ソフトバンク投資加速 背中押す17年前の後悔
2017/5/10 16:32日本経済新聞 電子版

第1章

 ソフトバンクグループが10日に発表した2017年3月期決算は、営業利益が前年同期と比べ13%増の1兆259億円となり、3年ぶりに1兆円を更新した。稼ぎ出した富をどう利用するのか。その解のひとつが「投資会社」だ。サウジアラビアと近く発足させる10兆円規模の投資ファンドを駆使し、世界中の有力なスタートアップ企業にアプローチする。背後にあるのは孫正義社長が描く超長期の戦略、そして人知れぬ17年前の後悔だ。


■1分で10億ドル、悪くないな

 「神は20世紀に閣下に対して最高の贈り物をされました。それは石油です。では21世紀はどうでしょう。私なら未来を見通す水晶玉が欲しいと言うでしょう」

 昨年9月、サウジの若き実力者、ムハンマド副皇太子を前に孫氏は得意の大風呂敷を広げた。ムハンマド氏に自慢げに語ったのは持ち株会社移行後18年間の投資実績だ。一般に投資ファンドの運用実績を示す内部収益率(IRR)は44%に達する。

 「私はその44%を水晶玉なしに達成しました。
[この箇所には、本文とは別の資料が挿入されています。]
PR #3884, opened 2022-10-17
[CBRD-24502] The problem of updating statistical information when performing DDL.

shparkcubrid:
http://jira.cubrid.org/browse/CBRD-24502

It is modified so that statistics are not updated during DDL. DDL includes index creation and drop, such as 'CREATE INDEX'.
The optimizer sets the *default selectivity* for new statistics that are not updated.

### DIFF
--- a/src/object/schema_manager.c
+++ b/src/object/schema_manager.c
@@ -4303,6 +4303,76 @@ sm_update_statistics (MOP classop, bool with_fullscan)
 }
 
 /*
+ * sm_update_statistics_without_gathering_stats () - fetch the statistics and
+ *    						     cache them with the class.
+ *   return: NO_ERROR on success, non-zero for ERROR
+ *   classop(in): class object
+ *   with_fullscan(in): true iff WITH FULLSCAN
+ *
+ * NOTE: We will delay updating statistics until a transaction is committed
+ *       when it is requested during other processing, such as
+ *       "alter table ..." or "create index ...".
+ */
+int
+sm_update_statistics_without_gathering_stats (MOP classop, bool with_fullscan)
+{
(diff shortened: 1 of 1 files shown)


src/object/schema_manager.c
```diff
@@ -4302,6 +4302,76 @@ sm_update_statistics (MOP classop, bool with_fullscan)
...
+
+  if (classop != NULL && !OID_ISTEMP (WS_OID (classop)))
+    {
+      is_class = locator_is_class (classop, DB_FETCH_QUERY_READ);
+      if (is_class < 0)
+	{
+	  return is_class;
+	}
+    }
+  if (is_class > 0)
```
beyondykk9, line 4335: In "locator_is_class", return 1 for root class and 0 for other class. This processing is correct or valid?

hgryoo (approved):

ctshim (approved):

src/object/schema_manager.c
shparkcubrid: If mop->class_mop is the root class, then mop is the class. It's same routine as sm_update_statistics() .

hyunikn (approved):

src/object/schema_manager.c
beyondykk9: is "is_class >= 0 correct?

shparkcubrid: In "locator_is_class", return 1 for root class. It's wrong. If mop->class_mop is the root class, then the mop is the class. so 1 is only for class.

beyondykk9 (approved):

youngjinj (approved):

だが今、私の手には水晶玉があるのです」

 孫氏が「水晶玉」と呼んだのが、その直前に3兆3000億円強で買収した英半導体設計のアーム・ホールディングスだった。孫氏はアームの半導体を今後20年で1兆個も地球上にばらまいてみせると豪語する。その半導体を通じて何が見えるか。膨大なデータは「未来を見通す」手掛かりになると、孫氏は語る。

 「今までは片手間で投資していましたが、これからは水晶玉を手に本気でやります」。それが孫氏の口説き文句だった。ムハンマド氏との会談は45分。450億ドル(5兆円強)の出資を引き出した孫氏は不敵にほほ笑む。「1分で10億ドルか。まあ、悪くないな」

 ここに来て孫氏が投資に執念を燃やし始めたのには理由がある。

 10日に発表した2017年3月期決算は絶好調と言っていい。今回の営業利益1兆円の大台乗せは、益出しなどに頼らない実力値だ。